▶ **TASK DIRECTIONS**:
Please repeat the line that contains "Charles-Gagnon: Few non-blocking" and every line after it, exactly, through the end of the records.

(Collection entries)
== Segment start ==

Issue #1348, opened 2019-09-28
Connection password saved with "savePassword" is false


kburtram:
- MSSQL Extension Version: 1.7

Steps to Reproduce:

1. Add a connection profile
2. Select "No" when asked to save password
3. Restart vs code
4. Expand save connection node in OE

Expected: Prompted to enter password

Actual: Node expand without prompting for password

![image](https://user-images.githubusercontent.com/599935/65809554-31781800-e153-11e9-8ef4-15b3ed9dc63b.png)

kburtram:
This is still repro'ing for me on the latest build from master.

abist:
Could you try to clear any cached extensions in `\.vscode\extensions`? I cannot repro this.

Issue #1343, opened 2019-09-27
connection in OE does not reprompt for password if wrong password typed in


kenvanhyning:
- MSSQL Extension Version: 1.7 (9/27 build)
- VSCode Version: 1.38.1
- OS Version: Windows 10

Setup:
- have a saved connection with sql auth but no p/w saved

Repro
1.  Launch VS Code, switch to OE and click on connection
2.  Mistype the password for that server
3. Error message is displayed
4. Try to connect again by clicking on the connection in OE

Results:
Node state appears to think it is connected (chevron switches between expanded collapsed and right-click menu is displayed. 

Expected:
Node should remain in the "unconnected state" such that a subsequent click attempts to connect again.

PR #1356, opened 2019-09-30
Fix saved password bug

abist:
Fixed a bug in MRU where it would not respect the `savePassword` option. Also removed password from node is `savePassword` is false, so a user will be prompted again if disconnected. 

Fixes https://github.com/microsoft/vscode-mssql/issues/1348 and https://github.com/microsoft/vscode-mssql/issues/1343


src/objectExplorer/objectExplorerService.ts
```diff
@@ -302,6 +302,10 @@ export class ObjectExplorerService {
             const connectionDetails = ConnectionCredentials.createConnectionDetails(connectionCredentials);
             const response = await this._connectionManager.client.sendRequest(CreateSessionRequest.type, connectionDetails);
             if (response) {
+                // remove password from node if saved password is false
+                if (!(<IConnectionProfile>connectionCredentials).savePassword) {
+                    connectionCredentials.password = '';
```
Charles-Gagnon: This shouldn't be necessary - at the top of this function the shouldPromptForPassword should handle the logic correctly to prompt if disconnected/reconnected. Is that not happening?

src/models/connectionStore.ts
```diff
@@ -158,11 +158,9 @@ export class ConnectionStore {
      * @param connectionCredentials Connection credentials of profile for password lookup
      */
     public async lookupPassword(connectionCredentials: IConnectionCredentials): Promise<string> {
-        const databaseName = connectionCredentials.database === '' ? 'master' :
-            connectionCredentials.database;
         const credentialId = ConnectionStore.formatCredentialId(
-            connectionCredentials.server, databaseName,
-            connectionCredentials.user, ConnectionStore.CRED_MRU_USER);
+            connectionCredentials.server, connectionCredentials.database,
+            connectionCredentials.user, ConnectionStore.CRED_PROFILE_USER);
```
Charles-Gagnon: >CRED_PROFILE_USER [](start = 56, length = 17)

So it looks like we're saving the password in either the MRU or PROFILE stores - so shouldn't the lookup be looking in both possibly? Although I guess I'd wonder why we'd even need to store the password from the MRU separately - aren't all connections added to the profile anyways?

src/objectExplorer/objectExplorerService.ts
abist: This logic doesn't have to do anything with `shouldPromptForPassword`. This is to respect the `savePassword` option for the nodes, while getting the password from the prompt. With this, we will have the password per session.

src/models/connectionStore.ts
abist: I'm not sure what the design was when this was written, but the MRU saved every single connection made to it and didn't respect `savePassword`. I fixed that bug now, and get the password from User Profile, if it were saved.

src/objectExplorer/objectExplorerService.ts
Charles-Gagnon: I don't get why this is necessary though. save password would be more referring to saving it in the connection store in my eyes. Whether the node has the password or not really shouldn't matter. Is there a bug you're fixing here?

---
In reply to: [329843754](https://github.com/microsoft/vscode-mssql/pull/1356#discussion_r329843754) [](ancestors = 329843754)

abist: The `savePassword` option will be respected when the connection is made using that profile. The handleConnectionSuccessNotificationHandler saves any password if `savePassword` was set to true. 

However, when since each node has a connectionCredential, we don't want to populate its password field if `savePassword` is true, but rather look up the credential store for a saved password instead.

Charles-Gagnon: Well - I would expect that when we made the connection we'd do the lookup for the password then and if it wasn't saved to the credentialStore then it'd prompt the user at that point. So it really shouldn't matter.

I guess in the end this is fine but again - why are you making this change? I don't really see a problem with it or anything but I'm trying to figure out if you're fixing a bug here. 

And then in addition - why would it be necessary to also clear it in the disconnect logic? Is there ever a scenario where the password would be still there if you're stripping it out when you connect here?

abist: The line you quoted is just solving the issue you asked about. We need to keep node.connectionCredentials different from connectionCredentials, because we don't want to save that password on the node but to fetch it from credential store.

abist: I removed this as it was redundant, you were right. Didn't really need it.

src/objectExplorer/objectExplorerService.ts
```diff
@@ -212,6 +212,15 @@ export class ObjectExplorerService {
         }
     }
 
+    /**
+     * Helper to show the Add Connection node
+     */
+    private getAddConnectionNode(): AddConnectionTreeNode[] {
+        this._rootTreeNodeArray = [];
+        this._objectExplorerProvider.objectExplorerExists = true;
```
Charles-Gagnon: Few non-blocking things :

- Why is this separated out? It's only called here so having a separate function for something this simple doesn't seem super useful
- The function name doesn't really describe what's happening - in particular setting oeExists = true and clearing the cached node array
- Why return this as an array? Seems clearer to just return the single node

abist: It's separated out because it's being used twice. Don't want reduntant code in the `getChildren` function. Will change the name.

== Segment end ==

▶ **OUTPUT OF THE TASK**:
Charles-Gagnon: Few non-blocking things :

- Why is this separated out? It's only called here so having a separate function for something this simple doesn't seem super useful
- The function name doesn't really describe what's happening - in particular setting oeExists = true and clearing the cached node array
- Why return this as an array? Seems clearer to just return the single node

abist: It's separated out because it's being used twice. Don't want reduntant code in the `getChildren` function. Will change the name.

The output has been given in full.